Ventilator management for the Neuro ICU
- Neuro patients are typically intubated for airway protection from decreasing mental status, and not for intrinsic heart or lung disease. Many neuro ICU patients have (relatively speaking) good cardiopulmonary function and reserve.
- The priorities of the neuro ICU are to optimize brain perfusion even at the cost of large insults to the other organ systems.
- Those with increased ICP are most threatened by hyponatremia and CO2 retention, and the goal will be to avoid these events - i.e. under no circumstances do we allow permissive hypercapnea in these patients, even though it may be beneficial to the lungs.
- NB about CO2 and ICPs: CO2 should not be allowed to drop any lower than 25-28, below that you start getting ischemia.
- NB#2: hypocapnea only works to lower ICP temporarily, it doesn't work forever.
Full support: A/C aka volume control
- Vent delivers preset tidal volume for machine-initiated and patient-initiated respirations
- That's problematic because it can lead to the CO2 being blown too low - i.e. in those with central hyperventilation.

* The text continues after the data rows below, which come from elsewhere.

PR #1238, opened 2023-12-16
music: new d_e3m9 by @LolaHThicc.

mc776:
Redo #1237 from an up-to-date branch without the conflict.


selliott512 (approved):
Seems good. I took the liberty of squashing the commits to one and keeping the first commit message.

I listened to it for a while and it's nice, or at least it doesn't have any obvious errors. 

As long as this `d_e3m9.mid` has everything you want then I think we're good.

PR #1239, opened 2023-12-17
graphics: use smoking wreckage for BOSSBACK.

mc776:
Always thought it kinda weird why the victory end credits shows the final boss intact instead of successfully destroyed.


selliott512 (approved):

Remember minute ventilation = RR * TV
- If you want to enforce the vent settings, you have to really sedate people - i.e. to prevent overbreathing
- Start settings: Rate 14 (titrate to goal PCO2), TV 450 (small = lung protective), FiO2 40% (100% at intubation, titrate down to 40 asap), PEEP 5 to overcome resistance of circuit.

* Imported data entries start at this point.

PR #1240, opened 2023-12-17
Removed Vents.

MerrittK:
Hey, here is a change to the aquatex panels, it deletes the vents, fixing aliasing issues in software render.  

It might seem less detailed, but it does a lot to help the texture look good in complicated environments.


MerrittK:
Before
After

MerrittK:
After 2
Before 2

mc776:
I am definitely not going to approve this until I've seen a second or third or fourth opinion.

(I actually think it's a good idea but this seems it can get controversial)

MerrittK:
Main thing was the fact the vertical lines resolve weirdly at low resolutions. I can't really demonstrate in a single screencap, but what ends up happening is the vents start flashing white-gray-black when you move side to side in software render.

- Titrate PEEP and FiO2 if the sats/PO2 sucks, titrate rate and TV if pCO2 sucks.
- Other disadvantage of full support vent - diaphragm atrophy, difficulty upon weaning.
Less support: SIMV +/- pressure support
- Delivers set TV for machine-initiated respirations, delivers either no support for patient-initiated respirations (SIMV only) or delivers pressure support for patient-initiated respirations (SIMV+PS)
- At most places that I've worked at, when someone talks about "SIMV" they are talking about SIMV+PS.
- Start settings: Rate 10, TV 450, 40% FiO2, PEEP 5, PS 5.
Least support: Pressure support
- No rate, no TV, only FiO2, PEEP and PS
- All breaths are patient initiated.